PROBLEM: Write out, word for word, only the lines from the one containing "Make whole-file cache writes atomic" through the final line of the data.

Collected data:
##############################

Issue #639, opened 2021-05-14
race conditions in fsspec cache?


nbren12:
I recently had some strange data corruption errors happen when using a cached fsspec filesystem from parallel processes. Seemed like a race condition. Is the cached file system thread/process safe? 

According this this [stackoverflow answer](https://stackoverflow.com/questions/2333872/how-to-make-file-creation-an-atomic-operation) `os.rename` can ensure that parallel writes do not corrupt a single file.

martindurant:
The cached filesystem is largely untested from multiple processes. I would probably expect multi-thread to be OK, though. The current cache implementations might not work well, in general, for large loads. There is an idea elsewhere to try to decouple the logical layer (what gets cached, when) from the storage end (dealing with the disk or other backend). I could use help planning these.

Note that the cache metadata is saved using `shutil.move`, which indeed is the same as `os.rename` where the paths are on the same device. This should probably be used for the files themselves - which would perhaps best be accomplished by using `LocalFileSystem.open(, autocommit=False)` or transactions.

nbren12:
>The cached filesystem is largely untested from multiple processes. 

Yah, I just started playing around with it. It seems like a potentially powerful feature, but as they say: "there are two hard problems in CS..."

>This should probably be used for the files themselves - which would perhaps best be accomplished by using LocalFileSystem.open(, autocommit=False) or transactions.

Refactors aside, I think this would resolve this issue.

martindurant:
Essentially, the cachers call `fs.get(remotepaths, localpaths)` in just a couple of places, so it would be simple to use a temporary location until downloading has completed. I don't think there is any foolproof way to ensure that the temporary file is on the same device as the eventual target, except to put them in the same directory (e.g., "{localpath}.temp.UUID").

nbren12:
> except to put them in the same directory (e.g., "{localpath}.temp.UUID")

this sounds like a good idea. It would also probably not work reliably on NFS.

Danferno:
Was this ever implemented? I'm looking for a process-safe read cache using fsspec, but it's proving harder than anticipated. In my case, multiple Dask workers might simultaneously try to fetch the same file. It is a bit hard to debug (celery + dask + containers), but it seems like sometimes this causes an error when the 2nd worker tries to open a file that is half downloaded by the 1st.

martindurant:
It seems no one has picked up this work. @Danferno , are you in a position to contribute?

Danferno:
[...]

PR #2075, opened 2026-07-15
Make whole-file cache writes atomic

lhoupert:
Addresses the whole-file-cache part of #639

##############################

SOLUTION TO THIS TASK:
Make whole-file cache writes atomic

lhoupert:
Addresses the whole-file-cache part of #639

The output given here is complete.